Filter the entries, keeping every line with the word "example".

>>>

PR #2219, opened 2024-01-29
Add permissions API to FGA model

JAORMX:
This adds the permissions API to the FGA model. This API is highly
privileged, so only admins can take it into use. Note that we also added
a permissions manager role that's meant for SaaS-like cases where a
support engineer can provision a project for a user by giving them
access.

Note that uses of these future API endpoints should be heavily audited.


eleftherias (commented):
Do we need the `permissions_manager` role?
I don't think there's a right or wrong answer, just a matter of preference. 
I'd prefer not to add this role and keep the role set limited and add new ones as we discover new personas and use-cases from our customers.

JAORMX:
> Do we need the `permissions_manager` role?
> I don't think there's a right or wrong answer, just a matter of preference. 
> I'd prefer not to add this role and keep the role set limited and add new ones as we discover new personas and use-cases from our customers. 

IMO we do. Once we we introduce the hierarchy, it would be ideal that folks doing support have minimal roles that don't infringe on user's privacy. A common scenario is role provisioning, setup and fix up.

eleftherias (approved):

PR #2227, opened 2024-01-30
Implement role assignment and removal APIs

JAORMX:
This implements the role assignment and removal in the Minder server.
This already takes into account the project hierarchy.


internal/controlplane/handlers_authz.go
```diff
@@ -265,12 +265,121 @@ func (*Server) ListRoleAssignments(
...
+
+	authzrole, err := authz.ParseRole(role)
+	if err != nil {
+		return nil, util.UserVisibleError(codes.InvalidArgument, err.Error())
+	}
+
+	// Determine target project.
+	entityCtx := engine.EntityFromContext(ctx)
+	currentProjectID := entityCtx.Project.ID
+	targetProjectID := currentProjectID
```
eleftherias, line 287: I'm wondering if there's any benefit in differentiating the current project and the target project. 
If we have a command like: `minder role assign --subject user1 --project p1`, then the project in the context (i.e current project) would also be `p1`. At least that's how we do it for other commands.

JAORMX: I think you're right. Let me remove this logic from here.

JAORMX: done

eleftherias (changes requested):

internal/controlplane/handlers_authz.go
```diff
@@ -265,12 +267,92 @@ func (*Server) ListRoleAssignments(
...
+	if _, err := s.store.GetUserBySubject(ctx, sub); err != nil {
+		if errors.Is(err, sql.ErrNoRows) {
+			return nil, util.UserVisibleError(codes.NotFound, "User not found")
+		}
+		return nil, status.Errorf(codes.Internal, "error getting user: %v", err)
+	}
+
+	// Determine target project.
+	entityCtx := engine.EntityFromContext(ctx)
+	targetProjectID := entityCtx.Project.ID
```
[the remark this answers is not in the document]
JAORMX: I can add this validation in a separate PR (should probably merge before this).

internal/controlplane/handlers_authz.go
```diff
@@ -265,12 +267,92 @@ func (*Server) ListRoleAssignments(
...
+	// Verify if user exists
+	if _, err := s.store.GetUserBySubject(ctx, sub); err != nil {
+		if errors.Is(err, sql.ErrNoRows) {
+			return nil, util.UserVisibleError(codes.NotFound, "User not found")
+		}
+		return nil, status.Errorf(codes.Internal, "error getting user: %v", err)
+	}
+
+	// Determine target project.
+	entityCtx := engine.EntityFromContext(ctx)
```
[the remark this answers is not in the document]
JAORMX: done.

internal/controlplane/handlers_authz.go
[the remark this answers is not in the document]
JAORMX: Actually... we might not need that as the hierarchy is already checked in OpenFGA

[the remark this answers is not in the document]
evankanderson: Also, `targetProjectID` feels a little funny, as there should only be one `projectID` in this context.  There are two users (the _caller_ and the _subject_ user who's being granted permissions), so those names make sense.

internal/controlplane/handlers_authz.go
```diff
@@ -265,12 +267,88 @@ func (*Server) ListRoleAssignments(
...
+	targetProjectID := entityCtx.Project.ID
+
+	if err := s.authzClient.Delete(ctx, sub, authzrole, targetProjectID); err != nil {
+		return nil, status.Errorf(codes.Internal, "error writing role assignment: %v", err)
+	}
```
evankanderson, line 344: Is it possible for `Delete` to return a "Not Found"?  If so, do we want to handle it specially here?

proto/minder/v1/minder.proto
```diff
@@ -1511,6 +1511,6 @@ message RoleAssignment {
     string role = 1;
     // subject is the subject to which the role is assigned.
     string subject = 2;
-    // context is the context in which the role is assigned.
-    optional Context context = 3;
+    // project is the project in which the role is assigned.
+    optional string project = 3;
```
evankanderson, line 1515: Just use tag 4.  There's no prize for keeping consecutive tag numbers.

evankanderson (dismissed):

internal/controlplane/handlers_authz.go
JAORMX: no, I special cased that in the authz wrapper.

evankanderson (approved):

eleftherias (approved):

PR #2229, opened 2024-01-31
Implement CLI for permissions

JAORMX:
This implements role granting, denying and listing.


cmd/cli/app/project/role/role_deny.go
```diff
@@ -0,0 +1,72 @@
...
+
+var denyCmd = &cobra.Command{
+	Use:   "deny",
+	Short: "Deny a role to a subject on a project within the minder control plane",
+	Long: `The minder project role deny command removes a user from a role grant
+on a particular project.`,
+	RunE: cli.GRPCClientWrapRunE(DenyCommand),
+}
+
+// DenyCommand is the command for enrolling a provider
```
rdimitrov, line 37: Comment needs updating

cmd/cli/app/project/role/role_deny.go
```diff
@@ -0,0 +1,72 @@
...
+		RoleAssignment: &minderv1.RoleAssignment{
+			Role:    r,
+			Subject: sub,
+		},
+	})
+	if err != nil {
+		return cli.MessageAndError("Error denying role", err)
+	}
+
+	cmd.Println("Success.")
```
rdimitrov, line 62: Should we make the status messages for denying/granting different so people don't confuse them on accident, i.e. "access granted successfully"?

cmd/cli/app/project/role/role_deny.go
```diff
@@ -0,0 +1,72 @@
...
+	return nil
+}
+
+func init() {
+	RoleCmd.AddCommand(denyCmd)
+
+	denyCmd.Flags().StringP("sub", "s", "", "subject to grant access to")
+	denyCmd.Flags().StringP("role", "r", "", "the role to grant")
+	denyCmd.MarkFlagsOneRequired("sub", "role")
```
rdimitrov, line 71: Do want to have both of these present or it's one or the other?

cmd/cli/app/project/role/role_list.go
```diff
@@ -0,0 +1,94 @@
...
+	RunE: cli.GRPCClientWrapRunE(ListCommand),
+}
+
+// ListCommand is the command for listing roles
+func ListCommand(ctx context.Context, cmd *cobra.Command, conn *grpc.ClientConn) error {
+	client := minderv1.NewPermissionsServiceClient(conn)
+
+	project := viper.GetString("project")
+	format := viper.GetString("output")
+
```
rdimitrov, line 49:
```suggestion
	// Ensure the output format is supported
	if !app.IsOutputFormatSupported(format) {
		return cli.MessageAndError(fmt.Sprintf("Output format %s not supported", format), fmt.Errorf("invalid argument"))
	}

```

rdimitrov (commented):
Added a few comments, but all looks good! 👍

I especially like how much cleaner and consistent writing our CLI commands has become! 🚀

cmd/cli/app/project/role/role_deny.go
JAORMX: We need both to be present.

rdimitrov (approved):

PR #2246, opened 2024-02-01
Make openfga call in authz middleware

### LINKED ISSUE #1847: Implement FGA-based authz-middleware

eleftherias:
Fix #1847

This PR changes the middleware to delegate to OpenFGA for authorization decisions, such as "can user X view the repos in project Y?" and "can user X create a profile in project Y?".

On each user request, the middleware determines 1) The user making the request, 2) the resource being acted upon and 3) the relation / action that user is performing on the project.
The relation is derived from 2 fields in the RPC proto definition. The `target_resource`, which is the type of resource being acted upon, for example `TARGET_RESOURCE_PROJECT`. The `relation`, which is the action the user is performing on a project, for example `RELATION_REPO_GET`.

Once the user, project and relation is determined a call is made to OpenFGA to request authorization, for example "user:123 repo_get project:456".

This PR also removes the prior logic we used to make authorization decisions, where we checked the DB to see if the project belonged to the user.


JAORMX:
@eleftherias can you be a little bit more thorough with the description in the PR? I have the context but it would be good for other folks to be able to easily see what the change was.

internal/controlplane/handlers_authz.go
```diff
@@ -180,24 +88,38 @@ func ProjectAuthorizationInterceptor(ctx context.Context, req interface{}, _ *gr
...
 	}
 
+	relation := opts.GetRelation()
+
+	relationValue := relation.Descriptor().Values().ByNumber(relation.Number())
+	if relationValue == nil {
+		return nil, status.Errorf(codes.Internal, "error reading relation value %v", relation)
+	}
+	extension := proto.GetExtension(relationValue.Options(), minder.E_Name)
+	relationName, ok := extension.(string)
```
eleftherias, line 98: If anyone knows of a nicer way to do this let me know

JAORMX (approved):
The code lgtm and I tested this out:
* basic authorization works as expected.
* A user is not able to reach resources in other projects without authorization
* We get relevant error messages

SHIPIT! :ship:

PR #5094, opened 2024-11-29
Dependency Extraction Data Source Driver

### LINKED ISSUE #5090: Dependency Data Source Driver
Following up on the dependency ingestion feature, minder should also support dependency extraction as a data source. This would allow rule writers more control over which part of the source code is analyzed to extract dependencies.

puerco:
# Summary

This PR introduces the dependency extraction data source. 

Not ready for review, checking it in early and needs other PRs and a rebase to work.

This needs ~#5091~ ~#5092~ ~#5093~

Fixes  #5090 

## Change Type

# Testing

# Review Checklist:


puerco:
OK, this should be ready for review. The options in the data source definitions don't do anything now, we need #5127 and #5128 for them to work

proto/minder/v1/minder.proto
```diff
@@ -4017,9 +4017,25 @@ message DataSource {
...
+        // Path where the dependency extractor will look for dependency data
+        string path = 1;
+        
+        // List of ecosystems to check, defaults all supported by the extractor
+        repeated string ecosystems = 2;
+    }
+    
+    map<string, Def> def = 1;
+}
+
```
blkt, line 4038: **nit:** is there some form of validation that we can add here?

internal/engine/eval/rego/datasources.go
```diff
@@ -56,6 +57,7 @@ func buildFromDataSource(
 			}
 
 			if err := dsf.ValidateArgs(jsonObj); err != nil {
+				log.Error().Interface("dsfunction", k).Err(err).Msg("error validating datasource function arguments")
```
blkt, line 60: **nit:** I would avoid logging so deep in the stack, it would be much better to raise a proper error and log in upper layers instead.

Given that Data Sources are meant to be user-defined, I don't think there's much value to log an error, as the user would not have access to it. Besides, we have no idea how often this function is going to be called by REGO code in the rule type, this might be spammy.

internal/engine/eval/rego/datasources.go
```diff
@@ -69,6 +71,7 @@ func buildFromDataSource(
 			)
 			ret, err := dsf.Call(ctx, jsonObj)
 			if err != nil {
+				log.Error().Interface("dsfunction", k).Err(err).Msgf("function call returned error")
```
blkt, line 74: **nit:** see comment above.

internal/datasources/service/service.go
```diff
@@ -448,6 +448,23 @@ func addDataSourceFunctions(
...
+			if _, err := tx.AddDataSourceFunction(ctx, db.AddDataSourceFunctionParams{
+				DataSourceID: dsID,
+				ProjectID:    projectID,
+				Name:         name,
+				Type:         v1datasources.DataSourceDriverDeps,
+				Definition:   defBytes,
+			}); err != nil {
+				return fmt.Errorf("failed to create data source function: %w", err)
+			}
+		}
```
blkt, line 467: **question:** is there a way to share this code path regardless of the type?

internal/datasources/deps/handler.go
```diff
@@ -0,0 +1,118 @@
...
+	var errs = []error{}
+	for _, es := range ecosystems {
+		if _, ok := purl.KnownTypes[es]; !ok {
+			errs = append(errs, fmt.Errorf("unkown ecosystem: %q", es))
+		}
+	}
+	return errs
+}
+
+func (_ *depsDataSourceHandler) ValidateUpdate(_ any) error { return nil }
```
blkt, line 95: **question:** I guess we could verify something here, like the cardinality of the functions, but might be impractical. Any ideas?

blkt (commented):
Left a few comments.
Could you share an example of a definition for this data source? It helps me a lot understanding its use from the perspective of the end user.

internal/engine/eval/rego/datasources.go
puerco: This is mostly for us to track the rego eval engine, it's hard to observe what it's doing without them. Would it be better if I set the level to Debug?

puerco:
I'll prioritize https://github.com/mindersec/minder/pull/5165 because we need that data source sooner, and then come back to this one.

evankanderson:
I borrowed much of the patterns of this code for #5326, which was an alternate approach.  Thanks for the work on this, @puerco !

<<<

• [PROBLEM SOLUTION]
The relation is derived from 2 fields in the RPC proto definition. The `target_resource`, which is the type of resource being acted upon, for example `TARGET_RESOURCE_PROJECT`. The `relation`, which is the action the user is performing on a project, for example `RELATION_REPO_GET`.
Once the user, project and relation is determined a call is made to OpenFGA to request authorization, for example "user:123 repo_get project:456".
Could you share an example of a definition for this data source? It helps me a lot understanding its use from the perspective of the end user.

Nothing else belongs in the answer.